The US presidential election can seem like a complicated process. From caucuses to primaries and the electoral college, we’re here to explain how it works before Joe Biden and Donald Trump square-up on November 3rd.
To start off, it’s important to know that the election to decide a new US President takes place every four years and that ever since 1845, the election itself has taken place on the first Tuesday after the first Monday in November.
A US President can be a man or a woman of any race or religion so long as they were born in the US, have lived in the country for at least 14 years and be aged 35 or above.
Luckily Joe Biden and Donald Trump qualify on all three counts, and as such one of them will be named the next President of the United States.
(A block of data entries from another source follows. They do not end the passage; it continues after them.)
Issue #511, opened 2022-02-16
User Issue: Status not being a subresource causes issues with control planes


nikos912000:
**Describe the bug**
Right now, the status is not defined as a [subresource](https://kubernetes.io/docs/tasks/extend-kubernetes/custom-resources/custom-resource-definitions/#status-subresource) in the CRD. This means that the entire object gets updated, including its generation.

This causes issues, especially when integrating with control planes, like Kubefed; the control plane sees the object's generation getting updated and reconciles, causing an infinite loop.

I was curious if there was a particular reason behind the implementation. Is it possible to change this?

**To Reproduce**
The issue is more obvious when having a control plane.

**Expected behavior**
The status is defined as a subresource in the CRD. This would allow updating just the status rather than the entire object.

**Additional information**
Subresources in Kubebuilder: https://book.kubebuilder.io/reference/generating-crd.html?highlight=subresourc#subresources

ptnapoleon:
>  there was a particular reason behind the implementation

Not especially, it was just extra work at the time, and we didn't have a need for it. I think we're willing to change it

nikos912000:
That would be very useful. We are integrating with Kubefed and Spinnaker and this unfortunately causes a lot of issues :(

I hope it makes sense from a design point of view - this is how most controllers define the status afaik.

From a quick look, the following changes are needed:
- [This](https://github.com/DataDog/chaos-controller/blob/a16e95d9f238d5eed6cee2c07430ecdb3d8e1c90/controllers/disruption_controller.go#L313) is the only place where the controller itself updates the status.
- The webhooks patch the object, so these calls need to be updated.
- And then the CRD plus the addition of the [kubebuilder annotation](https://book.kubebuilder.io/reference/generating-crd.html?highlight=subresourc#status).

PS: Thanks for being super fast with any issues!

ptnapoleon:
Closed by https://github.com/DataDog/chaos-controller/pull/520 , hopefully? We will cut a release this week

nikos912000:
Amazing, thank you @ptnapoleon!

PR #514, opened 2022-02-18
Make status a subresource.

nikos912000:
## What does this PR do?

- [ ] Adds new functionality
- [ ] Fixes a bug

Makes the status a subresource in the CRD. See #511.

## Code Quality Checklist

## Testing

    - `x`
    - [ ] locally.

### DIFF
--- a/api/v1beta1/disruption_types.go
+++ b/api/v1beta1/disruption_types.go
@@ -133,6 +133,7 @@ type DisruptionStatus struct {
 
 // Disruption is the Schema for the disruptions API
 // +kubebuilder:resource:shortName=dis
+// +kubebuilder:subresource:status
 type Disruption struct {
 	metav1.TypeMeta   `json:",inline"`
 	metav1.ObjectMeta `json:"metadata,omitempty"`
--- a/chart/templates/crds/chaos.datadoghq.com_disruptions.yaml
+++ b/chart/templates/crds/chaos.datadoghq.com_disruptions.yaml
@@ -18,6 +18,8 @@ spec:
     singular: disruption
   preserveUnknownFields: false
   scope: Namespaced
+  subresources:
+    status: {}
   validation:
     openAPIV3Schema:
       description: Disruption is the Schema for the disruptions API
--- a/controllers/disruption_controller.go
+++ b/controllers/disruption_controller.go
@@ -310,7 +310,7 @@ func (r *DisruptionReconciler) updateInjectionStatus(instance *chaosv1beta1.Disr
 	// update instance status
 	instance.Status.InjectionStatus = status
 
-	if err := r.Client.Update(context.Background(), instance); err != nil {
+	if err := r.Client.Status().Update(context.Background(), instance); err != nil {
 		return false, err
 	}
 
@@ -632,7 +632,7 @@ func (r *DisruptionReconciler) handleChaosPodsTermination(instance *chaosv1beta1
 		}
 	}
 
-	return r.Update(context.Background(), instance)
+	return r.Status().Update(context.Background(), instance)
 }
 
 // ignoreTarget moves the given target from the list of targets to the list of ignored targets
@@ -654,7 +654,7 @@ func (r *DisruptionReconciler) ignoreTarget(instance *chaosv1beta1.Disruption, t
 		instance.Status.IgnoredTargets = append(instance.Status.IgnoredTargets, target)
 	}
 
-	return r.Update(context.Background(), instance)
+	return r.Status().Update(context.Background(), instance)
 }
 
 // selectTargets will select min(count, all matching targets) random targets (pods or nodes depending on the disruption level)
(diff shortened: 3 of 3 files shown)


nikos912000:
@ptnapoleon @Devatoria we were testing these changes and would like to get some feedback.
These are causing issues with the user info webhook. The user info is there in the request, but patching the status/object does not have any effect.

This then causes the controller to panic:
```
{"level":"info","ts":1645192724108.0188,"caller":"webhook/user_info.go:50","message":"storing user info in disruption","name":"container-failure-nikos","namespace":"chaos-demo","req":{"username":"minikube-user","groups":["system:masters","system:authenticated"]}}
2022/02/18 13:58:44 http: panic serving 10.244.0.1:37045: runtime error: invalid memory address or nil pointer dereference
goroutine 1002 [running]:
net/http.(*conn).serve.func1()
	/usr/local/Cellar/go/1.17.2/libexec/src/net/http/server.go:1801 +0xb9
panic({0x1729aa0, 0x289cd90})
	/usr/local/Cellar/go/1.17.2/libexec/src/runtime/panic.go:1047 +0x266
github.com/DataDog/chaos-controller/api/v1beta1.(*Disruption).getMetricsTags(0xc000ade000)
	/Users/nkatirtzis/projects/chaos-controller/api/v1beta1/disruption_webhook.go:140 +0xdd
github.com/DataDog/chaos-controller/api/v1beta1.(*Disruption).ValidateCreate(0xc000ade000)
	/Users/nkatirtzis/projects/chaos-controller/api/v1beta1/disruption_webhook.go:88 +0x30f
sigs.k8s.io/controller-runtime/pkg/webhook/admission.(*validatingHandler).Handle(_, {_, _}, {{{0xc0002f6990, 0x24}, {{0xc0004ae9a8, 0x13}, {0xc000a22a60, 0x7}, {0xc000a22a70, ...}}, ...}})
```

A few questions:
- Would we need any changes in the [webhook](https://github.com/DataDog/chaos-controller/blob/main/webhook/user_info.go)? We tried replacing the logic with a patch operation on the status but still...
- Would it make sense to treat the UserInfo as optional [here](https://github.com/DataDog/chaos-controller/blob/01dc8e45c4a9bea821862ff3ee3c1d7c521a2b19/api/v1beta1/disruption_webhook.go#L140)? Imo the controller should not panic if this info is not there?

ptnapoleon:
>Would we need any changes in the [webhook](https://github.com/DataDog/chaos-controller/blob/main/webhook/user_info.go)? We tried replacing the logic with a patch operation on the status but still...

Okay, this has jogged my memory. This was the issue I had, and I never solved it, so I gave up on making status a subresource.

> Would it make sense to treat the UserInfo as optional [here](https://github.com/DataDog/chaos-controller/blob/01dc8e45c4a9bea821862ff3ee3c1d7c521a2b19/api/v1beta1/disruption_webhook.go#L140)? Imo the controller should not panic if this info is not there?

Yes that's valid, but we still need to solve the update within the webhook?

ptnapoleon:
> We don't make the status a subresource but we replace any status updates as this PR does. This may work; the generation does not get updated which may fix the infinite loop we're having with the control plane. Still need to test end-to-end.

If this works, that does seem simplest (if worst?)

> We make the webhook optional, behind a flag. I think that would still be fair since the user info is complementary?

We should be okay with this, afaik

nikos912000:
> If this works, that does seem simplest (if worst?)
Indeed. I will test if that works.

Regarding the user status webhook being optional, it would be nice to do this anyways? Mutating webhooks can cause many issues, especially when there is a control plane.
On our side we might have to disable them soon unfortunately...

nikos912000:
@ptnapoleon I was thinking about this more while trying different solutions.
I would argue the `UserInfo` section is metadata. Wouldn't it make more sense if this info was an annotation instead?  And since it would be challenging to model that in annotations, wouldn't just the `username` be enough?

Looking at other projects, the ones that store the entire UserInfo section in the CRD have this as part of the spec. I suspect the reason is that mutating webhooks don't play nicely with subresources.

Still testing whether it all works without making the status a subresource...

nikos912000:
```
We don't make the status a subresource but we replace any status updates as this PR does. This may work; the generation does not get updated which may fix the infinite loop we're having with the control plane. Still need to test end-to-end.
```
After running a few tests, I was wrong on that. The `/status` endpoint that gets called on `Status().Update` is only available when the status is a subresource.

Would you be open to moving the UserInfo section either to the spec or to metadata?

ptnapoleon:
> Would you be open to moving the UserInfo section either to the spec or to metadata?

Would this end up as labels? /cc @Devatoria

nikos912000:
> I can, initially, open a PR that makes the UserInfo webhook optional, (as well as anywhere we check that code in the reconcile loop)?

This would be useful for sure. If this makes any mutating webhooks optional, behind a flag, that would be brilliant.

After trying a few workarounds, one solution that would work for everyone is the following:
- The status becomes a subresource. This has been tested with Kubefed and works as expected. Otherwise unfortunately we can't do only status updates.
- We move the UserInfo outside of the status block. We were thinking of modelling this as a JSON value in the annotations? 

We are working on that solution so happy to contribute it as part of this PR.

nikos912000:
Closing this in favour of David's PR: https://github.com/DataDog/chaos-controller/pull/518
Thanks for the feedback @ptnapoleon.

Here’s how they got to the current stage, and what awaits them going forward.
How do the parties choose their presidential candidate?
One thing we expect you are familiar with is that the Democrats and the Republicans are the two main political parties in the United States. Between them the two parties have won every election since 1848.
The Democrats and the Republicans choose their candidate by holding primaries or caucuses in each US state.
Primaries are a straightforward state election for a preferred candidate, while caucuses allow party members to meet up, discuss who would be the best choice and then vote for their chosen nominee.
In a primary, if a candidate wins the state, they receive all of that state’s delegates. ‘Super Tuesday’ is when many states vote in their primary elections.
The winner for each party is then announced at their chosen party’s national convention, along with their platform and the rules which will guide their strategy if they win the race for the white house.
The vice-presidential nominee is also announced at the national convention.
Let the campaigning begin!
Once the nominees are decided, then the fun begins, with each candidate travelling across the United States in an attempt to win the votes of the general public.
Campaigns are often long, tiring and fierce, with rallies taking place at arenas, convention centres and town halls which are also screened on major TV networks.
None of this comes cheap either. Barrack Obama’s campaign to win the 2008 election is reported to have cost an eye-watering $730m. Opponent John McCain is reported to have spent $333m.
How does the US election work?
We already know the US election will take place on Tuesday 3rd November. But how exactly does it work? Well, American citizens will vote for ‘electors’ who support the candidate they want to be the president.
These electors form what is known as the ‘electoral college.’ The number of electoral college votes in each individual state is determined by how many people live in said state.
California is the most-populous US state and therefore has the most electoral college votes with 55. Alaska, Delaware, Montana, North Dakota, South Dakota, Vermont and Wyoming are among the least populous and therefore have just three electoral college votes each.
That means winning the most states or the popular vote doesn’t necessarily mean you’ll win the election itself. Just ask Hillary Clinton, who received a 48.18% share of the popular vote to Trump’s 46.09% in 2016, but lost the electoral college 227 to 304.
The electoral college consists of 538 electors in total, with 270 being the majority required to win an election.
Swing states are particularly important in the outcome of the US election – these are states where no party has a clear majority in the run-up to an election, meaning they could be won by either side.
Georgia, Florida, Maine and Ohio are currently forecast as three of the closest swing states at the 2020 US election.
When is the new president sworn in?
Once the election process is complete, the new president has to wait over two months before being inaugurated.
Inauguration day in 2021 will take place on Wednesday 20th January and will see either Donald Trump retain the presidency, or Joe Biden become the 46th President of the United States.